Because, even if the major middle-class tax breaks are gutted, that would be unlikely to impact frugal retirees much. Another CNN Money article reports that the largest target is employer health insurance, given that workers with employer-sponsored health coverage don’t have to pay taxes on the share of premiums paid by the company. The other two prominent middle-class tax breaks are the mortgage interest deduction, and tax-deferral of retirement plan contributions. And, almost by definition, none of those items would be likely to affect the lifestyles of those at or near retirement.
Yes, the U.S. is in debt and there are bills to be paid. There is a widespread belief that taxes will somehow go up on most of us in retirement. Yet one political party is committed to no taxes, while the other party is committed to raising taxes only on the wealthy. And the middle class is largely responsible for electing them both. I don’t see how that formula leads to tax increases on middle-income retirees.

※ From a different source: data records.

PR #134, opened 2024-06-26
fix: differentiate between array types and standard structs

dylanhitt:
This did turn out to be pretty complex. 

The following is by no means finished. More looking for a discussion. If you take a look #133 the bug is fairly clear. We do not respect response nor return types when they are arrays. 

The only way I can think of solving this is that we must create the ref to the schema and link it at the bottom of a recursion tree. If you do not do this you will end up with improper refs, with the original approach the input for the first type wins so if an array of `MyStruct` is passed the schema will be a list of `MyStruct` rather than just the simple Schema of `MyStruct`. See `schemaDive`. Currently this does require us to dive twice on request bodies. Since we seem to check request bodies if they are `unknown-type`/`string`, which I am unsure why (wouldn't we want to have []string be a valid requestBody)? As long as that check exists I'm not sure how to avoid both recursive steps. 

This does however give the proper diff
image

This does need more tests, but I'd like another pair of eyes too look at the approach @EwenQuim if you don't mind. Could you please take a look. I'm sure this can be simplified. I've been staring at it too long at this point. 

@epentland feel free to chime since you brought this to our attention

Thank you

### DIFF
--- a/openapi.go
+++ b/openapi.go
@@ -164,25 +164,17 @@ func RegisterOpenAPIOperation[T, B any](s *Server, method, path string) (*openap
 	bodyTag := tagFromType(*new(B))
 	if (method == http.MethodPost || method == http.MethodPut || method == http.MethodPatch) && bodyTag != "unknown-interface" && bodyTag != "string" {
 
-		bodySchema, ok := s.OpenApiSpec.Components.Schemas[bodyTag]
-		if !ok {
-			var err error
-			bodySchema, err = generator.NewSchemaRefForValue(new(B), s.OpenApiSpec.Components.Schemas)
-			if err != nil {
-				return operation, err
-			}
-			s.OpenApiSpec.Components.Schemas[bodyTag] = bodySchema
+		bodySchema, err := generator.NewSchemaRefForValue(new(B), s.OpenApiSpec.Components.Schemas)
+		if err != nil {
+			return operation, err
 		}
 
+		content := openapi3.NewContentWithSchema(bodySchema.Value, []string{"application/json"})
+		content["application/json"].Schema.Ref = "#/components/schemas/" + bodyTag
 		requestBody := openapi3.NewRequestBody().
 			WithRequired(true).
-			WithDescription("Request body for " + reflect.TypeOf(*new(B)).String())
-
-		if bodySchema != nil {
-			content := openapi3.NewContentWithSchema(bodySchema.Value, []string{"application/json"})
-			content["application/json"].Schema.Ref = "#/components/schemas/" + bodyTag
-			requestBody.WithContent(content)
-		}
+			WithDescription("Request body for " + reflect.TypeOf(*new(B)).String()).
+			WithContent(content)
 
 		s.OpenApiSpec.Components.RequestBodies[bodyTag] = &openapi3.RequestBodyRef{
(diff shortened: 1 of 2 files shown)


dylanhitt:
Was able to drop the need to recurse twice on request bodies by passing a the `tag` back with a struct of string and schemaRef

openapi_test.go
```diff
@@ -67,6 +161,8 @@ func TestServer_generateOpenAPI(t *testing.T) {
 	require.NotNil(t, document.Paths.Find("/"))
 	require.Nil(t, document.Paths.Find("/unknown"))
 	require.NotNil(t, document.Paths.Find("/post"))
+	require.Equal(t, document.Paths.Find("/post").Post.Responses.Value("200").Value.Content["application/json"].Schema.Value.Type, "array")
+	require.Equal(t, document.Paths.Find("/post").Post.Responses.Value("200").Value.Content["application/json"].Schema.Value.Items.Ref, "#/components/schemas/MyStruct")
```
dylanhitt, line 165: Need to do more to validate the actual schema reference here

openapi.go
```diff
@@ -227,25 +206,69 @@ func RegisterOpenAPIOperation[T, B any](s *Server, method, path string) (*openap
...
+		tag.Value, err = s.getOrCreateSchema(tag.name, new(V))
+		return tag, err
+	}
+}
+
+func (s *Server) getOrCreateSchema(key string, v any) (*openapi3.Schema, error) {
+	var err error
+	schemaRef, ok := s.OpenApiSpec.Components.Schemas[key]
+	if !ok {
+		schemaRef, err = generator.NewSchemaRefForValue(v, s.OpenApiSpec.Components.Schemas)
```
dylanhitt, line 267: need test for this case

dylanhitt: It is not possible for this function error unless a custom schema customizer is provided or `ThrowErrorOnCycle` is set.

dylanhitt:
@EwenQuim when you have a moment to do you mind taking a look.

EwenQuim:
I'll look at it omorrow morning, thanks for this investigation.

It is indeed complex.

dylanhitt:
Sorry for the spam 😓. Messed some things up while getting my fork ready for a build.

dylanhitt:
@EwenQuim any word on this?

EwenQuim:
Ready to review it, I'd like to merge #137 just before this one, so I'll be able to work on Multi Return OpenAPI spec

EwenQuim:
Mmmh maybe I'll merge this before #137 finally...

openapi.go
```diff
@@ -227,25 +200,70 @@ func RegisterOpenAPIOperation[T, B any](s *Server, method, path string) (*openap
...
+
+	case reflect.Slice, reflect.Array:
+		item := dive(s, t.Elem(), tag, maxDepth-1)
+		tag.name = item.name
+		tag.Value = &openapi3.Schema{
+			Type:  "array",
+			Items: &item.SchemaRef,
 		}
-		return dive(t.Elem(), maxDepth-1)
+		return tag
```
EwenQuim, line 252: Perfect, you really dived into the code! 😉

EwenQuim (approved):

PR #135, opened 2024-07-01
fix: revert back to the simple funcName style operationID

dylanhitt:
When using the FullName you end up with some pretty gnarly function name when generating clientSDKs 

```
type PATCHv2devicesNamedeallocateGitlabComdylanhittmyprojpkgapiserverv2handlerHandlerRequesBody
```

I realized it's possible to override this but our default should be a bit more organized.

Let me know what you think.

### DIFF
--- a/mux.go
+++ b/mux.go
@@ -123,9 +123,9 @@ func Register[T, B any](s *Server, route Route[T, B], controller http.Handler, m
 		route.FullName = route.Path
 	}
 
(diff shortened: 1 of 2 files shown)


EwenQuim:
Good idea. Can you add some tests please? So users will have some ideas of what they can expect to do.

Thanks again!

dylanhitt:
There,

Let me know if you need anything else. 

Cheers

EwenQuim (approved):

PR #137, opened 2024-07-02
Multi return

EwenQuim:
## Spec

Currently, return type is either JSON or XML for the whole app. This needs to be improved.

The route /recipes should send HTML with a list of recipes if the `Accept` Header is "text/html", or JSON if the `Accept` Header is "application/json", or XML if the `Accept` Header is "application/xml". This allows to build a traditional website in the same time as building an API.

This change is of course backward-compatible and existing controller will not change current behaviour. Performance should also not be degraded.

## Example

A controller might look like this (see `multi_return_test.go` for more examples).

```go
fuego.Get(s, "/data", func(c ContextNoBody) (DataOrTemplate[MyType], error) {
	entity := MyType{Name: "Ewen"}

	return DataOrTemplate[MyType]{
		Data: entity, // Used when asking for JSON or XML
		Template: MyTemplate(entity) // std template, Templ or Gomponent rendered when asking for HTML
	}, nil
})
```


multi_return.go
```diff
@@ -0,0 +1,47 @@
...
+// depending on the asked type.
+type DataOrTemplate[T any] struct {
+	Data     T
+	Template any
+}
+
+var (
+	_ CtxRenderer    = DataOrTemplate[any]{} // Can render HTML
+	_ json.Marshaler = DataOrTemplate[any]{} // Can render JSON
+	_ xml.Marshaler  = DataOrTemplate[any]{} // Can render XML
```
dylanhitt, line 20: No Yaml?

EwenQuim: I'll add it!

EwenQuim:
This is a lot cleaner and I think it is ready to merge. Examples of the new features in `_test.go` files.

Another thing is missing : when using this new `DataOrTemplate` structure, the generated OpenAPI spec is a bit buggy. But I'll fix this after reviewing PR #134, since it is very deeply linked. What do you think about this @dylanhitt ?

dylanhitt:
Will look at it at the end of the week. :smile:

EwenQuim:
Ready for review ✅ 

The generated OpenAPI schema should be correct.

When using `DataOrTemplate[MyType] `, OpenAPI spec will only see `MyType` as it is the type return by JSON/XML APIs, the template is ignored.

This allow to work on classic "view" (from MVC pattern) routes and create an API at the same time. I was playing with this feature the last few weeks and it is very helpful.c

dylanhitt:
Will be looking at this Sunday night. Day job got in the way this week

serialization.go
```diff
@@ -71,13 +75,43 @@ func transformOut[T any](ctx context.Context, ans T) (T, error) {
...
+	switch parseAcceptHeader(r.Header.Get("Accept"), ans) {
+	case "application/xml":
+		return SendXML(w, r, ans)
+	case "text/html":
+		return SendHTML(r.Context(), w, ans)
+	case "text/plain":
+		return SendText(w, ans)
+	case "application/json":
+		SendJSON(w, ans)
+	case "application/yaml":
```
dylanhitt, line 90: We'd want `case "application/x-yaml", "text/yaml; charset=utf-8", "application/yaml": // https://www.rfc-editor.org/rfc/rfc9512.html` here as well right?

serialization.go
```diff
@@ -88,6 +122,28 @@ func SendJSON(w http.ResponseWriter, ans any) {
...
+	switch accept {
+	case "application/xml":
+		SendXMLError(w, r, err)
+	case "text/html":
+		_ = SendHTMLError(r.Context(), w, err)
+	case "text/plain":
+		_ = SendText(w, err)
+	case "application/json":
+		SendJSONError(w, err)
+	default:
```
dylanhitt, line 142: So in the case of yaml we'll just want to respond with json?

dylanhitt (changes requested):
This is super clean and very clear. Just a few comments to address.

serialization.go
```diff
@@ -88,6 +122,28 @@ func SendJSON(w http.ResponseWriter, ans any) {
 	}
 }
 
+// SendError sends an error.
+// Declared as a variable to be able to override it for clients that need to customize serialization.
+var SendError = func(w http.ResponseWriter, r *http.Request, err error) {
+	accept := parseAcceptHeader(r.Header.Get("Accept"), nil)
+	if accept == "" {
```
dylanhitt, line 129: I believe this is redundant? You'll just fall through and the default condition if it's empty

serialization.go
EwenQuim: Good point, I'm adding it!

serialization.go
EwenQuim: Yes exact, Removing this :)

serialization.go
EwenQuim: Adding yaml here too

I’m more concerned about back-door mechanisms like inflation — which I do fret about.
So taxes remain a back burner issue for me, because they haven’t been pivotal in my own retirement yet. They may not be trivial, but a 5% expense is simply not going to wreck our budget, or change our lifestyle.
I understand that for others, especially those with bigger incomes to cover bigger expenses, tax impacts might be more substantial.
And, given all that, there is one final reason I don’t fret about taxes. Because, aside from running my financial life intelligently, preparing my tax returns, and voting, there is very little I can do about them.
So how about you? Politics aside, I’m interested in your practical concerns for taxes in retirement. How will they affect you? What hard numbers can you share?